PR #8375, opened 2022-04-04
MB-11601 delete shipment

ronaktruss:
## Summary

## Setup to Run Your Code

<details>

##### Terminal 1

Start the Storybook locally.

```sh
make storybook
```

##### Terminal 2

Start the UI locally.

```sh
make client_run
```

##### Terminal 3

Start the Go server locally.

```sh
make server_run
```

</details>

### Frontend

## Screenshots
Screen Shot 2022-04-08 at 1 59 40 PM
Screen Shot 2022-04-08 at 2 00 21 PM
Screen Shot 2022-04-08 at 2 01 00 PM
Screen Shot 2022-04-08 at 2 01 40 PM
Screen Shot 2022-04-08 at 2 01 53 PM
Screen Shot 2022-04-08 at 2 02 08 PM


src/components/ShipmentList/index.jsx
```diff
@@ -60,16 +56,29 @@ export const ShipmentListItem = ({
           <span className={styles.warningText}>{isOverweight ? 'Over weight' : 'Missing weight'}</span>
         </div>
       )}
-      {canEdit ? <FontAwesomeIcon icon="pen" className={styles.edit} /> : <div className={styles.noEdit} />}
```
felipe-lee, line 63: I'm glad we're getting rid of the icon-only button in favor of text 🎉

src/components/ShipmentList/index.jsx
```diff
@@ -60,16 +56,29 @@ export const ShipmentListItem = ({
...
-    </button>
+      {canEditOrDelete ? (
+        <span className={styles['shipment-btns']}>
+          <Button className={styles['edit-btn']} onClick={onDeleteClick} type="button">
+            Delete
+          </Button>
+          <div>|</div>
+          <Button className={styles['edit-btn']} onClick={onShipmentClick} type="button">
+            Edit
+          </Button>
```
felipe-lee, line 67: I'm not 100% sure if we should keep using buttons or not for things that are in effect, just links. It's come up in the past but I don't remember the decision in the end. I've started a [thread in #prac-frontend](https://ustcdp3.slack.com/archives/CTQQJD3G8/p1649202414214919) asking if others remember what was decided.

src/components/Customer/Home/Step/Step.module.scss
```diff
@@ -22,6 +22,10 @@
   }
 }
 
+.step-container:last-of-type {
+  margin-bottom: 0;
+}
+
```
ronaktruss, line 28: Remove additional whitespace at the bottom of the home page
image

src/pages/MyMove/Review/Review.jsx
```diff
@@ -65,9 +65,10 @@ Review.propTypes = {
 };
 
 const mapStateToProps = (state, ownProps) => {
+  const mtoShipments = state?.entities?.mtoShipments;
   return {
     ...ownProps,
-    canMoveNext: true, // TODO: prevent incomplete PPM submission?
+    canMoveNext: !!Object.keys(mtoShipments).length, // TODO: prevent incomplete PPM submission?
```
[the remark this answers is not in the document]
duncan-truss: Heads up I removed this property in my PR that's now in master.  I did add a selector to return the shipments similar to what you're doing above.  Probably just move this logic to inside the component in conjunction with the check for an incomplete PPM.

src/components/ShipmentList/ShipmentList.test.jsx
```diff
@@ -42,38 +45,51 @@ describe('ShipmentList component', () => {
...
+    editBtn = queryByRole(screen.getAllByTestId('shipment-list-item-container')[2], 'button', { name: 'Edit' });
 
     await waitFor(() => {
       checkShipmentClick('ID-3', 1, SHIPMENT_OPTIONS.NTS);
     });
 
-    userEvent.click(screen.getByRole('button', { name: /^nts-release /i }));
+    editBtn = queryByRole(screen.getAllByTestId('shipment-list-item-container')[3], 'button', { name: 'Edit' });
 
     await waitFor(() => {
```
ronaktruss, line 77: @felipe-lee Is there a reason that we are using await here as opposed just triggering the click and using expects similar to what is done for the deletes below?

src/containers/FlashMessage/FlashMessage.jsx
```diff
@@ -7,10 +7,13 @@ import { clearFlashMessage as clearFlashMessageAction } from 'store/flash/action
...
-    // Clear this flash message on unmount (this will happen on navigation or if flash state changes)
-    clearFlashMessage(flash?.key);
-  });
+  useEffect(
+    () => () => {
+      // Clear this flash message on unmount (this will happen on navigation or if flash state changes)
+      clearFlashMessage(flash?.key);
+    },
+    [clearFlashMessage, flash?.key],
+  );
```
ronaktruss, line 16: This was changed because the previous implementation made it so that if you modified the message multiple times on the same page it would be cleared on alternating notifications. (eg. If you delete two records on the first you would see a message, but on the second the message would disappear. You would then alternate seeing and not seeing it on subsequent triggers.)

Does anyone have context on the reason for this original implementation? If the comment is correct I think this servers to better mimic that description.

ronaktruss:
@scarequotes There are some existing issues with the modal that causes some potentially jarring scrolling to the top and back to your original position after the modal closes.

src/components/ConfirmationModals/DestructiveShipmentConfirmationModal.jsx
```diff
@@ -0,0 +1,63 @@
...
+import { Button } from '@trussworks/react-uswds';
+
+import Modal, { ModalTitle, ModalClose, ModalActions, connectModal } from 'components/Modal/Modal';
+import { Overlay, ModalContainer } from 'components/MigratedModal/MigratedModal';
+
+export const DestructiveShipmentConfirmationModal = ({
+  onClose,
+  onSubmit,
+  shipmentID,
+  title = 'Are you sure?',
```
jenniferlynparsons, line 12: issue: The default value strings go against our typical pattern on this project.
suggestion: Use `defaultProps` (part of `propTypes`) to hold default values. You can see an example of how `defaultProps` are used with string placeholders on [FileUpload.jsx])https://github.com/transcom/mymove/blob/84f4f1004a9f7031d3e1cce0682e741eab5a9230/src/components/FileUpload/FileUpload.jsx#L92)

ronaktruss: Happy to make that change. Is there a particular reason that is the pattern? 

I saw some indication that defaultProps for functional components may be deprecated in the "future"(https://github.com/reactjs/rfcs/pull/107 and https://github.com/facebook/react/pull/16210/files)

YanZ777 (changes requested):

src/components/Customer/Review/ShipmentCard/PPMShipmentCard/PPMShipmentCard.test.jsx
```diff
@@ -116,9 +120,24 @@ describe('PPMShipmentCard component', () => {
...
+    render(<PPMShipmentCard {...completeProps} showEditAndDeleteBtn={false} />);
 
     expect(screen.queryByRole('button', { name: 'Edit' })).not.toBeInTheDocument();
+    expect(screen.queryByRole('button', { name: 'Delete' })).not.toBeInTheDocument();
+  });
+
+  it('calls onEditClick when edit button is pressed', () => {
+    render(<PPMShipmentCard {...completeProps} />);
+    const editBtn = screen.queryByRole('button', { name: 'Edit' });
+    fireEvent.click(editBtn);
```
YanZ777, line 133: **suggestion (non blocking):** Use `userEvent` rather than `fireEvent`.

src/components/ShipmentList/ShipmentList.test.jsx
```diff
@@ -42,38 +45,51 @@ describe('ShipmentList component', () => {
...
       checkShipmentClick('ID-4', 1, SHIPMENT_OPTIONS.NTSR);
     });
   });
+
+  it('calls onDeleteClick when delete is clicked', () => {
+    render(<ShipmentList {...defaultProps} />);
+    for (let i = 0; i < defaultProps.shipments.length; i += 1) {
```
* * * *
How to complete this task: As you read the records above, find each line that contains "make" and copy it.

Solution for this problem:
make storybook
make client_run
make server_run
ronaktruss: Happy to make that change. Is there a particular reason that is the pattern? 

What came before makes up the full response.